Collected data
PR #546, opened 2024-06-04
Fix periodic inference during training

kmyusk:
Problem: Enabling the generation block crashes the program 
Solution: Change the variable names for x and y so that it does not affect downstream code
Testing: Runs as expected with tinyshakespeare


kmyusk:
I think [this](https://github.com/karpathy/llm.c/blob/5379b1d9e9f6e9aae7369b73ec8e72ed477bda27/train_gpt2.py#L803-L804) is the problematic part. If the condition is not met, it is not overwritten.

PR #550, opened 2024-06-04
Re-introduce cuda streams

ngc92:
For now, this "just" adds a single stream, and moves as many operations there as possible
(everything except device->host memcpy, if I haven't missed anything)
to ensure that "local reasoning" is enough to understand any stream parallism and host-device asynchronicity, for now, every "main" function ends with a full device synchronization.
We may want to lift that restriction in the future, but we should be *very* careful about that.


ngc92:
closing this in favour of #552

PR #551, opened 2024-06-04
Fix PyTorch DDP loss bug

gordicaleksa:
In our C implementation with reduce the loss properly before displaying it using print0.

In our PyTorch losses were not reduced that caused us to think we have a divergence between implementations.

I've put it outside of the grad accumulation loop for efficiency reasons.


karpathy:
great find @gordicaleksa !

PR #556, opened 2024-06-05
Utilities for cuda streams + disk IO

ngc92:
handling disk io for checkpointing with cuda streams is a nontrivial task. If you're  not careful, you can easily get broken code (need to wait for data to be on the CPU before you can start writing the buffer to the disk), or synchronous behaviour (because memory is not page-locked, so async copies are not possible)
Therefore, this PR introduces two new utility functions to do the disk <-> device data transfer.

In addition to being less error prone and reducing code duplication, this also gives us a single point at which we can implement double buffering to actually get an overlap between device transfer and disk writes; with an added bonus that we no longer need to allocate giant CPU-side arrays (think: 8 A100s on the same node each wanting to write 40 GB model state; we'd attempt to allocate 320 GB of host memory there; maybe the boxes are big enough even under that scenario, but do we really want to do that?)

I've also added a unit test for these functions; its very rough, I am not going to touch the makefile so for now you need to compile yourself, and it leaves behind its temp file. But it already payed off, because my first implementation had a wrong offset somewhere, and the test caught this :)

There is also the problem notices first with #522 that we currently miss master weights in the saved state. This is hacked in here very quickly, but its not really a good solution; should be combined at least with #522's addition of a flag in the file that indicates whether to expect master weights or not.

Because we now do file IO with cuda, we get that `cuda_common.h` includes `utils.h`, and requires us to mark all functions there inline. I also had to add a checked write function, for which I've just copied the error handling; not 100% sure if that makes sense.

For the double-buffered transfers, I've put a size of 32MiB, but that is not based on any actual data. I just wanted to put something there that is neither super tiny nor super big :)

### DIFF
--- a/dev/test/device_file_io.cu
+++ b/dev/test/device_file_io.cu
@@ -9,9 +9,10 @@ nvcc -o device_file_io device_file_io.cu && ./device_file_io
 #include "../../llmc/cuda_common.h"
 #include <vector>
 #include <random>
+#include <cstdio>
 #include <algorithm>
 
-void test(size_t nelem, size_t wt_buf, size_t rd_buf) {
+void test(size_t nelem, size_t wt_buf_size, size_t rd_buf_size) {
 
     float* data;
     cudaCheck(cudaMalloc(&data, nelem*sizeof(float)));
@@ -28,7 +29,7 @@ void test(size_t nelem, size_t wt_buf, size_t rd_buf) {
     cudaStreamCreate(&stream);
 
     FILE* tmp = fopenCheck("tmp.bin", "w");
-    device_to_file(tmp, data, nelem * sizeof(float), wt_buf, stream);
+    device_to_file(tmp, data, nelem * sizeof(float), wt_buf_size, stream);
     fcloseCheck(tmp);
 
 
@@ -36,20 +37,22 @@ void test(size_t nelem, size_t wt_buf, size_t rd_buf) {
     cudaCheck(cudaMalloc(&reload, nelem*sizeof(float)));
 
     tmp  = fopenCheck("tmp.bin", "r");
-    file_to_device(reload, tmp, nelem * sizeof(float), rd_buf, stream);
+    file_to_device(reload, tmp, nelem * sizeof(float), rd_buf_size, stream);
     fcloseCheck(tmp);
 
     std::vector<float> cmp(nelem);
     cudaCheck(cudaMemcpy(cmp.data(), reload, nelem * sizeof(float), cudaMemcpyDeviceToHost));
     for(int i = 0; i < nelem; ++i) {
-        if(random_data[i]  != cmp[i])  {
+        if(random_data[i] != cmp[i])  {
             fprintf(stderr, "FAIL: Mismatch at position %d: %f vs %f\n", i, random_data[i], cmp[i]);
+            remove("tmp.bin");
             exit(EXIT_FAILURE);
         }
     }
 
     cudaCheck(cudaFree(reload));
     cudaCheck(cudaFree(data));
+    remove("tmp.bin");
 }
 
 int main() {
--- a/dev/test/device_file_io.cu
+++ b/dev/test/device_file_io.cu
@@ -1,4 +1,12 @@
-#include "llmc/cuda_common.h"
+/*
+Tests device <-> file IO functions
+
+compile and run as (from dev/test directory)
+nvcc -o device_file_io device_file_io.cu && ./device_file_io
+*/
+
+
+#include "../../llmc/cuda_common.h"
 #include <vector>
 #include <random>
 #include <algorithm>
--- a/llmc/cuda_common.h
+++ b/llmc/cuda_common.h
@@ -194,6 +194,7 @@ inline void file_to_device(void* dest, FILE* src, size_t num_bytes, size_t buffe
 
     // copy the last remaining write buffer to gpu
     cudaCheck(cudaMemcpyAsync(gpu_write_ptr, write_buffer, write_buffer_size, cudaMemcpyHostToDevice, stream));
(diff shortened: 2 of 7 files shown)


dev/test/device_file_io.cu
```diff
@@ -0,0 +1,61 @@
...
+    std::mt19937 rng(42);
+    std::uniform_real_distribution<float> dist(-100.f, 100.f);
+    std::generate(random_data.begin(), random_data.end(), [&](){ return dist(rng); });
+
+    cudaCheck(cudaMemcpy(data, random_data.data(), random_data.size()*sizeof(float), cudaMemcpyHostToDevice));
+
+    cudaStream_t stream;
+    cudaStreamCreate(&stream);
+
+    FILE* tmp = fopenCheck("tmp.bin", "w");
```
gordicaleksa, line 30: let's remove the file when the test ends in case we want to integrate this into a CI?

not sure what runner machines do with storage (i.e. is it persistent or volatile) - but still a good practice

dev/test/device_file_io.cu
```diff
@@ -0,0 +1,61 @@
...
+nvcc -o device_file_io device_file_io.cu && ./device_file_io
+*/
+
+
+#include "../../llmc/cuda_common.h"
+#include <vector>
+#include <random>
+#include <algorithm>
+
+void test(size_t nelem, size_t wt_buf, size_t rd_buf) {
```
gordicaleksa, line 14: nit: got confused with what these are until i analyzed `device_to_file` function and realized these are sizes
maybe rename to `wt_buf_size` and `rd_buf_size`?

llmc/cuda_common.h
```diff
@@ -116,4 +118,83 @@ class NvtxRange {
...
+    char* buffer_space;
+    cudaCheck(cudaMallocHost(&buffer_space, 2*buffer_size));
+    // split allocation in two
+    void* read_buffer = buffer_space;
+    void* write_buffer = buffer_space + buffer_size;
+
+    // prime the read buffer; first copy means we have to wait
+    char* gpu_read_ptr = (char*)src;
+    size_t copy_amount = std::min(buffer_size, num_bytes);
+    cudaCheck(cudaMemcpyAsync(read_buffer, gpu_read_ptr, copy_amount, cudaMemcpyDeviceToHost, stream));
```
gordicaleksa, line 133: curious: does async matter here given that we call synchronize immediately on the next line?

llmc/cuda_common.h
```diff
@@ -116,4 +118,83 @@ class NvtxRange {
...
+        cudaCheck(cudaStreamSynchronize(stream));     // wait for both buffers to be ready.
+
+        std::swap(read_buffer, write_buffer);
+        rest_bytes -= copy_amount;
+        write_buffer_size = copy_amount;
+        gpu_read_ptr += copy_amount;
+    }
+
+    // make sure to write the last remaining write buffer
+    fwriteCheck(write_buffer, 1, write_buffer_size, dest);
```
gordicaleksa, line 156: is this (implicitly) synchronized?

llmc/cuda_common.h
```diff
@@ -116,4 +118,83 @@ class NvtxRange {
...
+        cudaCheck(cudaStreamSynchronize(stream));     // wait for both buffers to be ready.
+
+        std::swap(read_buffer, write_buffer);
+        rest_bytes -= copy_amount;
+        write_buffer_size = copy_amount;
+    }
+
+    // copy the last remaining write buffer to gpu
+    cudaCheck(cudaMemcpyAsync(gpu_write_ptr, write_buffer, write_buffer_size, cudaMemcpyHostToDevice, stream));
+    cudaCheck(cudaFreeHost(buffer_space));
```
gordicaleksa, line 197: cudaFreeHost is blocked until the line above finishes?

train_gpt2.cu
```diff
@@ -1231,20 +1222,24 @@ void load_state(int* step, GPT2* model, DataLoader* loader, const char* filename
         printf0("allocating %zu MiB for AdamW optimizer state v\n", (shard_num_parameters * sizeof(float)) >> 20);
         cudaCheck(cudaMalloc((void**)&model->v_memory, shard_num_parameters * sizeof(float)));
     }
+
+    if(state_header[4] == 1 && !model->use_master_weights) {
```
gordicaleksa, line 1226: this will have to be refactored a bit due to recent changes

gordicaleksa:
Left some comments - lgtm!

llmc/cuda_common.h
ngc92: good question. Allocation is listed as an implicit sync, I would  assume deallocation also needs to be, but I'm not 100% sure, so maybe we should be explicit here.
https://docs.nvidia.com/cuda/cuda-c-programming-guide/#implicit-synchronization

llmc/cuda_common.h
ngc92: no,  its just for consistency; since non-async versions of this function don't take a stream argument, if you want this transfer to show up in the "right" stream in nsight, you need to use the async version.

dev/test/device_file_io.cu
rosslwheeler: You can assume on the runners it's not persistent.

ngc92: we might still run multiple test cases in one container, so I think cleaning up is still the right choice

dev/test/device_file_io.cu
ngc92: yes, good idea

dev/test/device_file_io.cu
rosslwheeler: Yes, good point - was just commenting on the runners. Always cleaning up is a good strategy regardless of persistence. You never know where the code will be used next. Especially, if you run it locally...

# Directions for this task
From the records, work out how many lines include "wait" and respond with the number only.

# Exercise result
4